Student may be jailed for posting scientist’s thesis on web - ALee
http://blogs.nature.com/news/2014/08/student-may-be-jailed-for-posting-scientists-thesis-on-web.html
======
mcguire
"But two years later, in 2013, he was notified that the author of the thesis
was suing him for violating copyright laws."

I'm assuming this means the author of the thesis would like not to be cited in
any future research. Unfortunately,

"He says he does not want to 'put pressure on this person'. 'My lawyer has
tried unsuccessfully to establish contacts with the complainant: I am open to
negotiate and get to an agreement to move this issue out of the criminal
trial,' he told Nature."

------
joshvm
Theses aren't open access?

In the UK if you're funded by a research council (like almost everyone is
here), your thesis is normally open access because the public paid for it.
Students are generally awful at disseminating theses and dissertations, but in
theory it's available for anyone to see (if only through library services).
Whether this extends to copying and posting to Scribd I don't know, but in
principle I don't see why it would be an issue.

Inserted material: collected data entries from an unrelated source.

PR #1888, opened 2026-08-27
test(e2e): cut the detached-POST connection on an observation, not a guess (#1885)

CodeGhost21:
## Summary

Test-only. Replaces the wall-clock guess in `chat-detached-post-failure.spec.ts` with an
observation, so the spec can no longer confuse "the held frame was released" with "the frame
did not exist yet".

Fixes the diagnosis problem in #1885. **Whether it fixes the flake itself is unproven — see
"Honest status" below.**

## Problem

The spec asserts that a frame `PendingSyncPosts` held is released when the POST throws. That is
only what it tests if the reply was emitted *while the POST was unresolved*, so the frame was
captured. The spec enforced that by waiting a fixed 8s:

```ts
const response = await route.fetch();
await new Promise((resolve) => setTimeout(resolve, CUT_AFTER_MS)); // 8_000
```

Nothing made that true — it was assumed from "the offline echo brain answers in milliseconds".
When it did not hold, the failure surfaced as a 60-second wait for a DOM element, several steps
removed from the cause. In this issue that misdirection cost three wrong hypotheses before the
premise itself was questioned.

## What changed

`awaitJournaledReply()` polls the host until this turn's reply is genuinely journaled, then cuts:

```ts
const response = await route.fetch();
await awaitJournaledReply();
await new Promise((resolve) => setTimeout(resolve, FRAME_SETTLE_MS)); // 1s, one known push
```

- **`page.request` is deliberate.** An `APIRequestContext` is not subject to `page.route`, so it
  reads the real durable transcript while the page stays barred from it by the `chat/history`
  stub. The bar on the page is what keeps the assertions honest; it must not blind the test's own
  premise check.
- **Reuses the hydration request's own URL and `authorization`**, filtered to this thread's
  `?desk=` param — no second source of truth for scope or auth to drift from. (Capturing
  unfiltered points the probe at whichever desk hydrated last, which never sees this turn; caught
  locally.)
- **Matches `You said: <marker>`, not the bare marker.** The operator's own message carries the
  marker and is journaled the moment the host accepts the turn, so matching that cuts before any
  reply exists and defeats the premise. (Also caught locally.)

Two properties now hold regardless of what is behind the CI flake:

- a **slow host delays** this spec instead of failing it;
- a host that **never replies fails it saying so**, instead of as a downstream timeout.

## Honest status

**This does not demonstrate the flake is cured.** The CI failure never reproduced locally — the
spec passed **9/9** before this change, including at load average 58, and the load hypothesis in
#1885's description is retracted ([comment](https://github.com/tinyhumansai/opencompany/issues/1885#issuecomment-5439537467)).
Local passes show no regression, not a fix.

There is even mild evidence against this being the cure: removing the fixed 8s cut per-run time
from ~26s to ~22s, so `awaitJournaledReply` returns in well under a second — the host journals
the reply almost immediately. That makes "the frame did not exist yet" a *weaker* explanation for
CI and shifts suspicion toward delivery.

What it does buy, unconditionally, is the diagnostic split. If this spec still fails in CI it will
now say either:

- **"the host never journaled a reply …"** → a real delivery failure, a product gap; or
- a failure at the DOM assertion *with the reply provably journaled* → the frame existed and
  rendering lost it.

Today those are indistinguishable. That one bit is what tells the next person which half to look
at.

Validation is therefore repeated `Console E2E` runs on this PR compared against main's base rate
(~2 green in 6), not a green local run.

## Tests

- This spec: **8 runs, 8 passes** — 3 idle, 5 at load average 139.
- Full suite: **338 passed / 26 skipped / 0 failed**, `retries: 0`.
- `npm run typecheck:e2e` clean.

No product code is touched.

Related: #1885, #1847, #1886

## Summary by CodeRabbit

- **Tests**
  - Improved end-to-end coverage for chat reply failures by waiting for the reply to be durably recorded before continuing.
  - Added a timeout with a descriptive error when the expected reply is not recorded.
  - Reduced test flakiness by replacing a fixed delay with observable completion checks and a brief stream-settling pause.

### DIFF
--- a/frontend/test/e2e/chat-detached-post-failure.spec.ts
+++ b/frontend/test/e2e/chat-detached-post-failure.spec.ts
@@ -158,8 +158,8 @@ test("a chat POST killed in flight still shows the reply the host went on to wri
    * itself stays barred from it. The bar on the page is what keeps the
    * assertions honest; it must not blind the test's own premise check too.
    */
-  const awaitJournaledReply = async (): Promise<void> => {
-    const deadline = Date.now() + 60_000;
+  const awaitJournaledReply = async (): Promise<string | null> => {
+    const deadline = Date.now() + 45_000;
     let lastStatus = "no history request was captured during hydration";
     while (Date.now() < deadline) {
       if (historyProbe) {
@@ -176,17 +176,13 @@ test("a chat POST killed in flight still shows the reply the host went on to wri
           // accepts the turn, so matching that would cut before any reply
           // existed and defeat the premise this wait exists to establish.
           // Same text `reply()` locates in the DOM.
-          if (body.includes(`You said: ${marker}`)) return;
+          if (body.includes(`You said: ${marker}`)) return null;
           lastStatus = "the host has not journaled this turn's reply yet";
         }
       }
       await new Promise((resolve) => setTimeout(resolve, 250));
     }
-    throw new Error(
-      `the host never journaled a reply for ${marker} within 60s — ${lastStatus}. ` +
-        "That is a real delivery failure, not a timing artefact of this spec: the turn was " +
-        "accepted and the connection was still open, so the reply should exist.",
-    );
+    return lastStatus;
   };
 
   // What was on screen at the moment of the cut, read inside the handler and
@@ -195,6 +191,9 @@ test("a chat POST killed in flight still shows the reply the host went on to wri
   // run dies waiting for an error line that was never going to appear —
   // reporting a premise violation as a timeout somewhere else entirely.
   let repliesAtCut: number | null = null;
+  // Why the premise wait gave up, or `null` if it did not — asserted after the
+  // cut, never thrown inside the handler. See `awaitJournaledReply`.
+  let premiseFailure: string | null = null;
   let cutReady!: () => void;
   const cutReadyPromise = new Promise<void>((resolve) => {
     cutReady = resolve;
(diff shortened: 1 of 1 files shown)


oxoxDev:
Reviewed after merge — late on my side, so this is for the record and a follow-up rather than a gate.

`awaitJournaledReply()` is the right fix for the problem it diagnoses: replacing `CUT_AFTER_MS = 8_000` with an actual observation of the reply being journaled (polled via `page.request`, deliberately bypassing the route bar) removes a real unenforced assumption. Turning the throw-inside-route-handler into an asserted `premiseFailure` is a genuine robustness win too.

But the flake isn't closed, because the cut still fires on a second wall-clock guess.

**`FRAME_SETTLE_MS = 1_000` (`spec.ts:83`, slept at `:225`)** stands in for "the SSE frame arrived and `PendingSyncPosts` captured it" — a different race from the one `awaitJournaledReply` fixed. By the PR's own timing data the post-reply slack shrank from ~4–5s to 1s, so exposure to this race went *up*.

The failure mode is the bad kind — green while proving nothing:

> `route.fetch()` resolves → `awaitJournaledReply()` confirms the journal in <250ms → 1s elapses → cut fires, `repliesAtCut === 0` (correct) → `route.abort()` clears the client's pending-suppression state → the still-in-flight SSE frame arrives *after* suppression lifted and renders through the ordinary live path, not the release-on-error path. `expect(reply(...)).toBeVisible()` still passes.

The spec goes green having never exercised the `PendingSyncPosts` release logic it's named for — even if that logic is completely broken.

**Second, `historyProbe` capture races hydration.** It's only captured while `holdHistory` is `false` (`:121-129`), and `holdHistory` flips at `:242` right after `openChannel()` — which only awaits the composer placeholder, not the `chat/history` GET being issued. If hydration lags, the probe is never captured, `awaitJournaledReply()` burns its 45s deadline and returns "no history request was captured during hydration", and the test fails via the new `premiseFailure` assertion while the host answered perfectly normally.

Both are Codex's already-posted P2s; I confirmed the code at `:224-225` is byte-identical to what those comments quote, so neither was addressed by the second commit.

Suggested follow-up, keeping `awaitJournaledReply()` as-is: capture `historyProbe` unconditionally and gate only the *fulfill* on `holdHistory`; and replace the `FRAME_SETTLE_MS` sleep with a second observation — poll for "frame captured for this marker" via a test hook rather than sleeping. Until that second sleep is gone I don't think this spec can be called flake-closed, and it's the one that's been costing reruns across a lot of unrelated PRs.

The deterministic-cut property does hold — `route.abort("connectionaborted")` is unchanged and still a real interception, only *when* it fires moved.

In some cases if your work has commercial applications you can request to
withhold publication for 6-12 months, but ultimately it becomes freely
available.

I assume if you have private funding then things are a little different, but
most progressive universities are moving towards open access publication
across the board. My department will pay the cost to get papers with 'gold
access' or whatever they call it, it's not like we get any money from
paywalling our research and it's more likely we get citations if it isn't.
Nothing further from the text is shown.